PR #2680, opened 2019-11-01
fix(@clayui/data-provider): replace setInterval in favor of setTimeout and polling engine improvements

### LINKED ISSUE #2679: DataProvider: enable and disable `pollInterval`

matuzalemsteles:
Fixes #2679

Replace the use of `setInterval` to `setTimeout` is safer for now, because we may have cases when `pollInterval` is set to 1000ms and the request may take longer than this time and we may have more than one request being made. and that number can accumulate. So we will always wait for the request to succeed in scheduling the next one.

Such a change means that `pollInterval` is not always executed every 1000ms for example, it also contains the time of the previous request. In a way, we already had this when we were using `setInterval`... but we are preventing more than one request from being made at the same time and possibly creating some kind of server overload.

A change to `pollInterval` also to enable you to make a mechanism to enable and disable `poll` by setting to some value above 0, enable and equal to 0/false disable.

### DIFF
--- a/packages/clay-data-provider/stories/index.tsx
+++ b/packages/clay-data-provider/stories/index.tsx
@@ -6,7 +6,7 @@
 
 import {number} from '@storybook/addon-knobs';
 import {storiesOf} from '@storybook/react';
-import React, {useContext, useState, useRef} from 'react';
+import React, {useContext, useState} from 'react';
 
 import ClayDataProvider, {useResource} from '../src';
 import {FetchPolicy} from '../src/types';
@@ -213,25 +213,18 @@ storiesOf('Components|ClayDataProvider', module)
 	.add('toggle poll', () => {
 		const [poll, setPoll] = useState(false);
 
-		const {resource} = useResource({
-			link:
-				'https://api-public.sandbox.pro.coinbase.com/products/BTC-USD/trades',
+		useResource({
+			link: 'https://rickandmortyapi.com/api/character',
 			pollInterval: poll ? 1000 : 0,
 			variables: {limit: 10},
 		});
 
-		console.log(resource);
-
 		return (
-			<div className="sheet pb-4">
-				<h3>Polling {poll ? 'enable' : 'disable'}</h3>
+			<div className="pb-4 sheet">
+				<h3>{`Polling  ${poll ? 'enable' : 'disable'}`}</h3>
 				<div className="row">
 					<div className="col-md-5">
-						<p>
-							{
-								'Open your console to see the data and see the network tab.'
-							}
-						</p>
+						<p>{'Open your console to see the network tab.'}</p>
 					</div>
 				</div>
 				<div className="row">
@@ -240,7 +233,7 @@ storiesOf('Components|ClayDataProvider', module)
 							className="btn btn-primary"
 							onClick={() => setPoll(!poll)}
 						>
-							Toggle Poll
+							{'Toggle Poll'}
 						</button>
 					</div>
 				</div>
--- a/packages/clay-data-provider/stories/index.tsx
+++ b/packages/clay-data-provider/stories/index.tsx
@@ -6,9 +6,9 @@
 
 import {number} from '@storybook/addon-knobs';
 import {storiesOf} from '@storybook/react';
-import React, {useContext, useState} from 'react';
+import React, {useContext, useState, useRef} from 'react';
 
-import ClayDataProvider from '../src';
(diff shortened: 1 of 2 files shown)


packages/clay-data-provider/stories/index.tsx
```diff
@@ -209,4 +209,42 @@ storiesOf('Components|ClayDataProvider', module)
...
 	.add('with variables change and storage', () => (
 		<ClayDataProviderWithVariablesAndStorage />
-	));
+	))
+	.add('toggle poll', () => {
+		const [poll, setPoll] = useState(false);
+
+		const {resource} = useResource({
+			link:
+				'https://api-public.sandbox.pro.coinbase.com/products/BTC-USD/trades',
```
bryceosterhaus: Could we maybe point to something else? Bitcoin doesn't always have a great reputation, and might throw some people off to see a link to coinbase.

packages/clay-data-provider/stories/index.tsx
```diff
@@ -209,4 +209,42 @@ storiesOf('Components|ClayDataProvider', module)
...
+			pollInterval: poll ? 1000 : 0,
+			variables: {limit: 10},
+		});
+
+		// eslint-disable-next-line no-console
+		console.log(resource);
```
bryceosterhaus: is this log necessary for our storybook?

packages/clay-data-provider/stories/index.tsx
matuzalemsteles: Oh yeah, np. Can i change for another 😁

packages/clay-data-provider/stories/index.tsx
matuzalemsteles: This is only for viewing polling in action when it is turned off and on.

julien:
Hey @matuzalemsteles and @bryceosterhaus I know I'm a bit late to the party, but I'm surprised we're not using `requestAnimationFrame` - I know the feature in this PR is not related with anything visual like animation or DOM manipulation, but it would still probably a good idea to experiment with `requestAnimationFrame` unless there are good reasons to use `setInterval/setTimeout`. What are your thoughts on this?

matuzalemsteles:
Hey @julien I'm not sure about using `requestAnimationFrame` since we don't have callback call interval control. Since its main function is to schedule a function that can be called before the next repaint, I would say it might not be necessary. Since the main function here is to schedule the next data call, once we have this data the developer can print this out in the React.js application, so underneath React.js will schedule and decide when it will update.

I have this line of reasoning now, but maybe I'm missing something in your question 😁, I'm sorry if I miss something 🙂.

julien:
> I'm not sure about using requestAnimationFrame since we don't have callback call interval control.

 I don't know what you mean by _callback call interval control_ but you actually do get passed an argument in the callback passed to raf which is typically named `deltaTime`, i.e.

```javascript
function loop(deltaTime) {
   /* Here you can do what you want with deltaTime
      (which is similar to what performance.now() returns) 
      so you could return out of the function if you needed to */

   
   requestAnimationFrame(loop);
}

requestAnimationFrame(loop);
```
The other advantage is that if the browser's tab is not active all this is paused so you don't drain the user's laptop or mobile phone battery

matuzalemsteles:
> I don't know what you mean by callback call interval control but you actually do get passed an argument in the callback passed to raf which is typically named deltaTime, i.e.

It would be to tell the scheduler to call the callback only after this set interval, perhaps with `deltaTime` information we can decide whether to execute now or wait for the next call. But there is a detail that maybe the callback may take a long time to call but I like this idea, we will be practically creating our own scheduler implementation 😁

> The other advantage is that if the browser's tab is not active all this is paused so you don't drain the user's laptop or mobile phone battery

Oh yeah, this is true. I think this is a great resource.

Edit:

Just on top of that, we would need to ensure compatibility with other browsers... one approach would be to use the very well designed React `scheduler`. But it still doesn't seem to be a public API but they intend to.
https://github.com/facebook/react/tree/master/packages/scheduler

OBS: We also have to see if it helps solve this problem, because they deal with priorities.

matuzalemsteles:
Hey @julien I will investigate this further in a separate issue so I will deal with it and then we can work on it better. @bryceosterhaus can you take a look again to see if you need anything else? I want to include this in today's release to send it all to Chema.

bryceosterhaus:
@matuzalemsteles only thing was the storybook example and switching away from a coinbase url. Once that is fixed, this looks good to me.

┄┄┄┄┄┄┄┄┄┄

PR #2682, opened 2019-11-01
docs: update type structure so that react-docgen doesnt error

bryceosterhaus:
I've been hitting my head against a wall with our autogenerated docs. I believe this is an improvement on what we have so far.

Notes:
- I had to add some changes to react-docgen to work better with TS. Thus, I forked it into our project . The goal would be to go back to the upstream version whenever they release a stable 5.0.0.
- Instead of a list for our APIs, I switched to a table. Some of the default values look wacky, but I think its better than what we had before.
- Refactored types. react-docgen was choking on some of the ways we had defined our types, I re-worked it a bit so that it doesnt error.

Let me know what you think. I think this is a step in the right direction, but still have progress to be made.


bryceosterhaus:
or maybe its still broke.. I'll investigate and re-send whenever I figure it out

┄┄┄┄┄┄┄┄┄┄

The task:
Print again the lines of the entries above that fall between the line holding "PR #2680, opened 2019-11-01" and the line holding "Fixes #2679", inclusive, exactly as they stand.

Solution to this exercise:
PR #2680, opened 2019-11-01
fix(@clayui/data-provider): replace setInterval in favor of setTimeout and polling engine improvements

### LINKED ISSUE #2679: DataProvider: enable and disable `pollInterval`

matuzalemsteles:
Fixes #2679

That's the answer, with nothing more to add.